** Opening RECORDS PROVIDED block **

PR #1166, opened 2022-12-19
Remove support for Python 3.7 to align with keras-nightly

sampathweb:
* Keras Nightly & TensorFlow Nightly have dropped support for Python 3.7 so it can support numpy 1.23+
* Align setup.py to be similar to `keras-nlp` and `keras`

### DIFF
--- a/setup.py
+++ b/setup.py
@@ -44,7 +44,7 @@ setup(
     author_email="keras-cv@google.com",
     license="Apache License 2.0",
     install_requires=["packaging", "absl-py", "regex"],
-    python_requires=">=3.7",
+    python_requires=">=3.8",
     extras_require={
         "tests": [
             "flake8",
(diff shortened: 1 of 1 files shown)


qlzh727 (approved):
Please wait for the final approval from zhenyu.

LukeWood:
Some thoughts:

The upgrade from 3.7->3.8 is nontrivial for many; most pre-configured solutions use 3.7 and many offer no way to upgrade it.  A prime example of this is VertexAI; it is a huge pain to upgrade the python version - so much so that I actually just use my own server instead.

With those in mind, what is the specific reason we should align these version requirements?  If a user can TF 2.10 with KerasCV 0.4.0 and python 3.7 with both, I believe thats a usability win.

bhack:
> The upgrade from 3.7->3.8 is nontrivial for many; most pre-configured solutions use 3.7 and many offer no way to upgrade it. A prime example of this is VertexAI; it is a huge pain to upgrade the python version - so much so that I actually just use my own server instead.
With those in mind, what is the specific reason we should align these version requirements? If a user can TF 2.10 with KerasCV 0.4.0 and python 3.7 with both, I believe thats a usability win.

As we have introduced c++ custom ops in the repo we need to define our new " compatibility" policy. 
See my description at https://github.com/keras-team/keras-cv/pull/1170

LukeWood:
For now closing due to merge conflicts and inactivity.   Thanks for the PR @sampathweb - and will keep an eye on compatibility with respect to custom ops!

PR #1167, opened 2022-12-20
Add an internal UNet implementation

ianstenbit:
The modular UNet API that I had previously designed doesn't support the exact use case we have for our 3D OD model, so I started from scratch with an ultra-modular (and potentially very useless because it's so generic?) UNet design.

The default implementation of the blocks matches what we want for a starter CenterPillar model

### DIFF
--- a/keras_cv/models/__internal__/unet.py
+++ b/keras_cv/models/__internal__/unet.py
@@ -18,6 +18,11 @@ from tensorflow.keras import regularizers
 
 
 def Block(filters, downsample):
+    """A default block which serves as an example of the block interface.
+
+    This is the base block definition for a CenterPillar model.
+    """
+
     def apply(x):
         input_depth = x.shape.as_list()[-1]
         stride = 2 if downsample else 1
@@ -30,12 +35,9 @@ def Block(filters, downsample):
             stride,
             padding="same",
             kernel_initializer=initializers.VarianceScaling(),
-            kernel_regularizer=regularizers.L2(l2=1e-4),
         )(x)
         x = layers.BatchNormalization(
             synchronized=True,
-            beta_regularizer=regularizers.L2(l2=1e-8),
-            gamma_regularizer=regularizers.L2(l2=1e-8),
         )(x)
         x = layers.ReLU()(x)
 
@@ -45,12 +47,9 @@ def Block(filters, downsample):
             1,
             padding="same",
             kernel_initializer=initializers.VarianceScaling(),
-            kernel_regularizer=regularizers.L2(l2=1e-4),
         )(x)
         x = layers.BatchNormalization(
             synchronized=True,
-            beta_regularizer=regularizers.L2(l2=1e-8),
-            gamma_regularizer=regularizers.L2(l2=1e-8),
         )(x)
 
         if downsample:
@@ -65,7 +64,6 @@ def Block(filters, downsample):
                 1,
                 padding="same",
                 kernel_initializer=initializers.VarianceScaling(),
-                kernel_regularizer=regularizers.L2(l2=1e-4),
             )(residual)
 
         x = x + residual
@@ -83,12 +81,9 @@ def SkipBlock(filters):
             1,
             1,
             kernel_initializer=initializers.VarianceScaling(),
-            kernel_regularizer=regularizers.L2(l2=1e-4),
         )(x)
         x = layers.BatchNormalization(
             synchronized=True,
-            beta_regularizer=regularizers.L2(l2=1e-8),
-            gamma_regularizer=regularizers.L2(l2=1e-8),
         )(x)
         x = layers.ReLU()(x)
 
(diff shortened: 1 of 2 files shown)


keras_cv/models/__internal__/unet.py
```diff
@@ -0,0 +1,172 @@
...
+        down_blocks: a list of (filter_count, num_blocks) tuples indicating the
+            number of filters and sub-blocks in each down block
+        up_blocks: a list of filter counts, one for each up block
+        down_block: a downsampling block
+        up_block: an upsampling block
+    """
+
+    def apply(x):
+        skip_connections = []
+        for filters, num_blocks in down_blocks:
```
tanzhenyu, line 163: maybe comment here what does `filters` and `num_blocks` represent

keras_cv/models/__internal__/unet.py
```diff
@@ -0,0 +1,172 @@
...
+            x = Block(filters, downsample=False)(x)
+
+        return x
+
+    return apply
+
+
+def UpSampleBlock(filters):
+    def apply(x, lateral_input):
+        x = layers.Conv2DTranspose(
```
tanzhenyu, line 114: Is the UNET paper using UpSampling2D or Conv2DTranspose? Can this be configurable?

keras_cv/models/__internal__/unet.py
```diff
@@ -0,0 +1,172 @@
...
+            filters,
+            3,
+            2,
+            padding="same",
+            kernel_initializer=initializers.VarianceScaling(),
+            kernel_regularizer=regularizers.L2(l2=1e-4),
```
tanzhenyu, line 120: I think in this codebase we usually don't put regularization during modeling part, but instead in training part. This makes modeling more generic and users can tune those hyperparameters without touch model parameters.

keras_cv/models/__internal__/unet.py
```diff
@@ -0,0 +1,172 @@
...
+        )(x)
+        x = layers.BatchNormalization(
+            synchronized=True,
```
tanzhenyu, line 123: Maybe we should ask whether we need to make this configurable or not. @Guowang @lengzq

keras_cv/models/__internal__/unet.py
```diff
@@ -0,0 +1,172 @@
...
+# WITHOUT WARRANTIES OR CONDITIONS OF ANY KIND, either express or implied.
+# See the License for the specific language governing permissions and
+# limitations under the License.
+
+from tensorflow.keras import initializers
+from tensorflow.keras import layers
+from tensorflow.keras import regularizers
+
+
+def Block(filters, downsample):
```
tanzhenyu, line 20: Consider adding docstring (even though it's not public API)

tanzhenyu (commented):
Thanks for the PR!

keras_cv/models/__internal__/unet.py
lengzq: You meant synchronized batchnorm? Sure.

keras_cv/models/__internal__/unet.py
lengzq: Bilinear is slower than ConvTranspose on TPU. We could support bilinear up sampling once we verify the unet performance.

ianstenbit: The idea here is that this UpSampleBlock (as well as the DownSampleBlock) are specific to this UNet.

When this is a public API, we could example call `UNet(...., down_block=MyCustomDownBlock)`
In that future, these particular up/down blocks would be available as e.g. a CenterPillarDownBlock

keras_cv/models/__internal__/unet.py
ianstenbit: Does this need to be configured in the final OSS model?

If possible, I'd like to keep config to a minimum unless necessary

keras_cv/models/__internal__/unet.py
ianstenbit: Good call -- removing them throughout.

keras_cv/models/__internal__/unet.py
ianstenbit: done

keras_cv/models/__internal__/unet.py
```diff
@@ -0,0 +1,172 @@
...
+    All up and down blocks scale by a factor of two. Skip connections are
+    included.
+
+    All function parameters require curried functions as inputs which return a
+    function that acts on tensors as inputs.
+
+    Args:
+        down_blocks: a list of (filter_count, num_blocks) tuples indicating the
+            number of filters and sub-blocks in each down block
+        up_blocks: a list of filter counts, one for each up block
```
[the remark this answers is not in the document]
ianstenbit: done (same for up_blocks)

keras_cv/models/__internal__/unet.py
lengzq: Let's always use synchronized batch norm.

keras_cv/models/__internal__/unet.py
lengzq: Sounds good!

lengzq (approved):

keras_cv/models/__internal__/unet.py
tanzhenyu: Ah sounds good.

tanzhenyu (approved):

PR #1348, opened 2023-02-02
Support pure-dictionary input format for OD models

### LINKED ISSUE #1342: Models should support pure-dictionary format
Currently, models expect inputs in the format of
`(images, {"boxes": ..., "labels": ...}`.

They should all support pure-dictionary inputs.

ianstenbit:
Fixes #1342

This also updates our GPU CI to actually run `INTEGRATION` tests, since our model tests are no longer so expensive that they time out the GPU tests. In order to do this, I had to add a separate `REGRESSION` control to two tests which are currently very expensive that don't belong in our CI.

### DIFF
--- a/keras_cv/models/object_detection/faster_rcnn.py
+++ b/keras_cv/models/object_detection/faster_rcnn.py
@@ -27,6 +27,7 @@ from keras_cv.layers.object_detection.roi_generator import ROIGenerator
 from keras_cv.layers.object_detection.roi_sampler import _ROISampler
 from keras_cv.layers.object_detection.rpn_label_encoder import _RpnLabelEncoder
 from keras_cv.models.object_detection import predict_utils
+from keras_cv.models.object_detection.__internal__ import unpack_input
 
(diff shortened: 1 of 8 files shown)


ianstenbit:
cc @martin-gorner

keras_cv/models/object_detection/faster_rcnn.py
```diff
@@ -487,9 +488,8 @@ def compute_loss(self, images, boxes, classes, training):
         )
 
     def train_step(self, data):
-        images, y, sample_weight = tf.keras.utils.unpack_x_y_sample_weight(data)
-        if sample_weight is not None:
-            raise ValueError("`sample_weight` is currently not supported.")
+        images, y = unpack_input(data)
```
LukeWood, line 491: One issue here: sample weight.  I guess we just don’t support it with the dict input?

ianstenbit: Correct. (Although this is not a regression -- we already don't support sample weight in the OD models)

LukeWood (approved):

PR #1355, opened 2023-02-03
Fixes weight loading for gs://

LukeWood:
tf.io.exists has a discrepency with the behavior of load_weights().  This causes an error when trying to load gs:// weights in some cases.

### DIFF
--- a/keras_cv/models/weights.py
+++ b/keras_cv/models/weights.py
@@ -15,7 +15,7 @@ from keras.utils import data_utils
 
 
 def parse_weights(weights, include_top, model_type):
-    if not weights or tf.io.gfile.exists(weights):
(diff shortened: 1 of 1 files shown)


ianstenbit (approved):
Can you patch this PR and make sure it works for your testing Colab?

Maybe we should add an OSS-only test that actually loads these weights.

LukeWood:
@ianstenbit  done and works: https://colab.research.google.com/drive/1tlkRq_V77EyQi1JcD46ispJkN9Jr3Mro?usp=sharing

LukeWood:
@ianstenbit let's do a unit test as a follow up so we can cut a release due to the OD guide being broken.

PR #1356, opened 2023-02-03
[Draft] Remove TensorFlow graph based COCO metrics

LukeWood:
removes the in graph COCO metrics due to:
- awful performance
- awful numerical stability
- soon to be obsoleted by Numpy versions

---

notes for the community:

The reason for this change is that we are introducing the concept of a "PyMetric", which runs  in the python runtime instead of the TensorFlow graph.  Due to the constraints of the tensorflow graph, variable size state is extremely slow.  Variable size state updates are quite important in COCO metric evaluation, and as such we will be shipping a version of COCO metrics (based on the TF implementations) that run in the python runtime.  In our benchmarks, this is significantly more performant and solves the issue of the need for a bucketization/approximation algorithm for MaP.  

----

A sad day for me indeed - but the correct move for the project.  In order to document the workflows used to make these work, I will still place these in their own repo at some point and do some writing to discuss the implementation as well as the issues we faced in making them "actually work".


bhack:
Can we log these metrics in the tensorboard on the eval step?

bhack:
Also as we had a technical paper on arxiv and also many hours invested in this I hope that we document why we cannot compile this kind of operations as they are very common in many networks.

LukeWood:
@bhack my understanding is that the issue lies in the inability of the TensorFlow graph to efficiently handle variable size state.

LukeWood:
> Can we log these metrics in the tensorboard on the eval step?

Yes.  These metrics will be indistinguishable from in-graph metrics to an end user, excluding a lack of TPU compat.

bhack:
> @bhack my understanding is that the issue lies in the inability of the TensorFlow graph to efficiently handle variable size state.


Yes but all the resources are working [hard on dynamism](https://github.com/openxla/stablehlo/labels/Dynamism)  it is why is better to comunicate what is not compiling.

bhack:
Se @burmako https://github.com/openxla/stablehlo/issues/8

LukeWood:
Instead of remove I will be incrementally migrating to PyMetric.

Issue #1343, opened 2023-02-02
Document input format for all KPLs + Models


ianstenbit:
Every model + KPL needs to include in its docstring information about the expected dictionary input format.

soma2000-lang:
@ianstenbit Is this issue available for community contributions?If yes then I would love to contribute

ianstenbit:
@soma2000-lang yes this is.

I will write up a docstring to describe our input format which can be included in Layers and models. I'll post it here this afternoon and then add the contribution-welcome label.

ianstenbit:
For community members who'd like to update docstrings for this issue, please use (or adapt) the language in the docstring update in #1363

soma2000-lang:
@ianstenbit Probably I can work on this one.

atharvapurdue:
Hi @soma2000-lang  @ianstenbit , is this issue open? Do you mind if I contribute to it as well? I am new to this repo and this has the 'good first issue' tag.  Thanks!

soma2000-lang:
@atharvapurdue I am working on adding doctrines on few of the KPLs ,but there are many where doctrings needs to

YimjuneLiu:
Hi @ianstenbit @soma2000-lang , Is this issue open? I am still a beginner, do you mind if I participate? Thanks!

ianstenbit:
Yes this issue is open for contributions -- it's a good issue for a beginner 👍 

Feel free to open a PR and tag this issue.

YimjuneLiu:
> Yes this issue is open for contributions -- it's a good issue for a beginner 👍 
> 
> Feel free to open a PR and tag this issue.

Thanks for your reply.

I see that some contributors have already done some work. Do I still need to do all the work? Or do part of it to prevent conflicts? If only part of it is done, which part specifically?

soma2000-lang:
@YimjuneLiu  Yes ,I am working on some of  the files .It would be great if you work on the other remaining KPL

YimjuneLiu:
> @YimjuneLiu  Yes ,I am working on some of  the files .It would be great if you work on the other remaining KPL

Ok, Can you tell me specifically which KPLs are included?

YimjuneLiu:
#1467

Anirban0011:
@ianstenbit Hi, is this issue still open to contributions? I would like to participate if it is the case. Thanks

YimjuneLiu:
[...]

PR #1363, opened 2023-02-06
Update docstring for base KPL

ianstenbit:
This is an example doc toward #1343

### DIFF
--- a/keras_cv/layers/preprocessing/base_image_augmentation_layer.py
+++ b/keras_cv/layers/preprocessing/base_image_augmentation_layer.py
@@ -58,10 +58,10 @@ class BaseImageAugmentationLayer(tf.keras.__internal__.layers.BaseRandomLayer):
     and bounding_boxes should be changed in the same way.
 
     The `call()` method supports two formats of inputs:
-    1. Single image tensor with shape (height, width, channels) or
+    1. A single image tensor with shape (height, width, channels) or
        (batch_size, height, width, channels)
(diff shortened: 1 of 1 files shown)


LukeWood (approved):
Thanks for the update Ian!

keras_cv/layers/preprocessing/base_image_augmentation_layer.py
```diff
@@ -57,14 +57,23 @@ class BaseImageAugmentationLayer(tf.keras.__internal__.layers.BaseRandomLayer):
...
-    2. A dict of tensors with stable keys. The supported keys are:
-      `"images"`, `"labels"` and `"bounding_boxes"` at the moment. We might add
-      more keys in future when we support more types of augmentation.
-
-    The output of the `call()` will be in two formats, which will be the same
-    structure as the inputs.
+    The `call()` method supports two formats of inputs:
+    1. A single image tensor with shape (height, width, channels) or
+       (batch_size, height, width, channels)
+    1. A dict of tensors with stable keys. The supported keys are:
```
jbischof, line 63: What does "stable" mean in this context?

jbischof (approved):
Nice!

keras_cv/layers/preprocessing/base_image_augmentation_layer.py
ianstenbit: I don't think this was the right word choice -- I've updated the wording a bit.

PR #1365, opened 2023-02-06
Add `tensorflow` to `test` requirements

jbischof:
Current contributor setup instructions ((link)[https://github.com/jbischof/keras-cv/blob/master/.github/CONTRIBUTING.md#setup-environment]) do not work for running `pytest` in a fresh environment because `tensorflow` is not required. Making this an explicit requirement.

### DIFF
--- a/setup.py
+++ b/setup.py
@@ -58,6 +58,7 @@ setup(
             "black[jupyter]",
             "pytest",
             "pycocotools",
+            "tensorflow",
         ],
         "examples": ["tensorflow_datasets", "matplotlib"],
     },


LukeWood (approved):
looks good, thanks Jonathan!

bhack:
@jbischof Why only in extra/test if with the normal install we will only check/crash at runtime?

jbischof:
@bhack in truth I was only verifying the contributor flow. I assumed we were intentionally leaving `tensorflow` optional to make the package lightweight as we do for `tensorflow-text` in KerasNLP. Is this not the case?

bhack:
Do you think that we will increase the usability when we fail at runtime?

I think it is fine to fail at runtime with minor extra deps like waymo dataset or pycoco but I don't think we are increasing the usability with a core dependency like Tensorflow.

jbischof:
Yes that's what I'm asking @bhack! Any thoughts, @LukeWood?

** Closing RECORDS PROVIDED block **

§ WHAT YOU ARE ASKED TO DO: What lines in the records above include the string "then"? Copy each one.

§ ANSWER TO THIS TASK:
@ianstenbit Is this issue available for community contributions?If yes then I would love to contribute
I will write up a docstring to describe our input format which can be included in Layers and models. I'll post it here this afternoon and then add the contribution-welcome label.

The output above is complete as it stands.